Without skipping any entry, transcribe the data word for word.

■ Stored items
==========

PR #399, opened 2025-06-30
Introduce file staging delegation via JSON staging manifest

kysrpex:
Introduce a JSON transfer action that indicates that the pulsar server should create a JSON manifest that can be used to stage files by an external system that can stage files in and out of the compute environment. This should be the general strategy for collecting input and output files for ARC, DIRAC, AWS batch etc.

Before launching jobs, Pulsar clients receive the staging manifest as a dictionary. When the job is complete, the script `pulsar-create-output-manifest` can be used to create a manifest declaring which files should be staged out by the external system.

This PR also updates the coexecutor Dockerfile so that it works again and so that it builds the Pulsar wheel (no need to build it separately anymore).

### DIFF
--- a/pulsar/scripts/collect_output_manifest.py
+++ b/pulsar/scripts/collect_output_manifest.py
@@ -1,3 +1,10 @@
+"""Write a JSON manifest containing the paths to the job outputs and the Galaxy URLs where they should be sent.
+
+This script is used by Pulsar clients that delegate staging out files to an external system, such as the ARC (Advanced
+Resource Connector) client. It is called after the job has finished to create a manifest declaring which files should be
+staged out by the external system.
+"""
+
 import argparse
 import json
 


kysrpex:
@mvdbeek That's all I needed to build the ARC integration (coming soon as a different PR). You may want to compare it to your branch [offline_connector_marius](https://github.com/mvdbeek/pulsar/tree/offline_collector_marius). I stripped out the Pulsar client (that comes in the other PR), the tests (please let me know which tests should make it into the PR) and a couple of things that were not needed to complete the integration.

kysrpex:
If this one is fine, then #370 should be closed.

docker/coexecutor/Dockerfile
```diff
@@ -1,41 +1,60 @@
-FROM conda/miniconda3
+FROM python:3.12-bookworm
```
kysrpex: @jmchilton [commented](https://github.com/galaxyproject/pulsar/pull/401#discussion_r2183060851):
> I don't think it is fair at all to say "Miniconda" is not required in the base image as the commit message suggests. I get that it isn't the modality that you wish to run it in but it is documented in https://pulsar.readthedocs.io/en/latest/containers.html#co-execution as an option and it is an option that makes a lot of sense to me. Is the slurm stuff required for your use case?

kysrpex: About the SLURM stuff, it is not needed for this use case but it was already in the old Dockerfile (it is needed for _other_ use cases).

```
    # Install packages
    && apt-get update \
    && apt-get install -y --no-install-recommends gcc \
        libcurl4-openssl-dev \
        cvmfs cvmfs-config-default \
        slurm-llnl slurm-drmaa-dev \
        bzip2 \
```

Because I am changing the base image to Debian Bookworm, the changes are required not to break the build with the new base image. `slurm-drmaa1` is not available on the Debian repos anymore for Bookworm (it has to be installed from the Galaxy Depot). The latest version of `slurm-drmaa1` available in the Galaxy depot (1.1.4) requires a library `libslurm36` from Debian Bullseye. There exists a [new version 1.1.5 of `libslurm-drmaa1` on GitHub](https://github.com/natefoo/slurm-drmaa/releases/tag/1.1.5) that maybe works on Bookworm without libraries from Bullseye, but @natefoo has not published a Debian package yet.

==========

■ Final answer
PR #399, opened 2025-06-30
Introduce file staging delegation via JSON staging manifest

kysrpex:
Introduce a JSON transfer action that indicates that the pulsar server should create a JSON manifest that can be used to stage files by an external system that can stage files in and out of the compute environment. This should be the general strategy for collecting input and output files for ARC, DIRAC, AWS batch etc.

Before launching jobs, Pulsar clients receive the staging manifest as a dictionary. When the job is complete, the script `pulsar-create-output-manifest` can be used to create a manifest declaring which files should be staged out by the external system.

This PR also updates the coexecutor Dockerfile so that it works again and so that it builds the Pulsar wheel (no need to build it separately anymore).

### DIFF
--- a/pulsar/scripts/collect_output_manifest.py
+++ b/pulsar/scripts/collect_output_manifest.py
@@ -1,3 +1,10 @@
+"""Write a JSON manifest containing the paths to the job outputs and the Galaxy URLs where they should be sent.
+
+This script is used by Pulsar clients that delegate staging out files to an external system, such as the ARC (Advanced
+Resource Connector) client. It is called after the job has finished to create a manifest declaring which files should be
+staged out by the external system.
+"""
+
 import argparse
 import json
 


kysrpex:
@mvdbeek That's all I needed to build the ARC integration (coming soon as a different PR). You may want to compare it to your branch [offline_connector_marius](https://github.com/mvdbeek/pulsar/tree/offline_collector_marius). I stripped out the Pulsar client (that comes in the other PR), the tests (please let me know which tests should make it into the PR) and a couple of things that were not needed to complete the integration.

kysrpex:
If this one is fine, then #370 should be closed.

docker/coexecutor/Dockerfile
```diff
@@ -1,41 +1,60 @@
-FROM conda/miniconda3
+FROM python:3.12-bookworm
```
kysrpex: @jmchilton [commented](https://github.com/galaxyproject/pulsar/pull/401#discussion_r2183060851):
> I don't think it is fair at all to say "Miniconda" is not required in the base image as the commit message suggests. I get that it isn't the modality that you wish to run it in but it is documented in https://pulsar.readthedocs.io/en/latest/containers.html#co-execution as an option and it is an option that makes a lot of sense to me. Is the slurm stuff required for your use case?

kysrpex: About the SLURM stuff, it is not needed for this use case but it was already in the old Dockerfile (it is needed for _other_ use cases).

```
    # Install packages
    && apt-get update \
    && apt-get install -y --no-install-recommends gcc \
        libcurl4-openssl-dev \
        cvmfs cvmfs-config-default \
        slurm-llnl slurm-drmaa-dev \
        bzip2 \
```

Because I am changing the base image to Debian Bookworm, the changes are required not to break the build with the new base image. `slurm-drmaa1` is not available on the Debian repos anymore for Bookworm (it has to be installed from the Galaxy Depot). The latest version of `slurm-drmaa1` available in the Galaxy depot (1.1.4) requires a library `libslurm36` from Debian Bullseye. There exists a [new version 1.1.5 of `libslurm-drmaa1` on GitHub](https://github.com/natefoo/slurm-drmaa/releases/tag/1.1.5) that maybe works on Bookworm without libraries from Bullseye, but @natefoo has not published a Debian package yet.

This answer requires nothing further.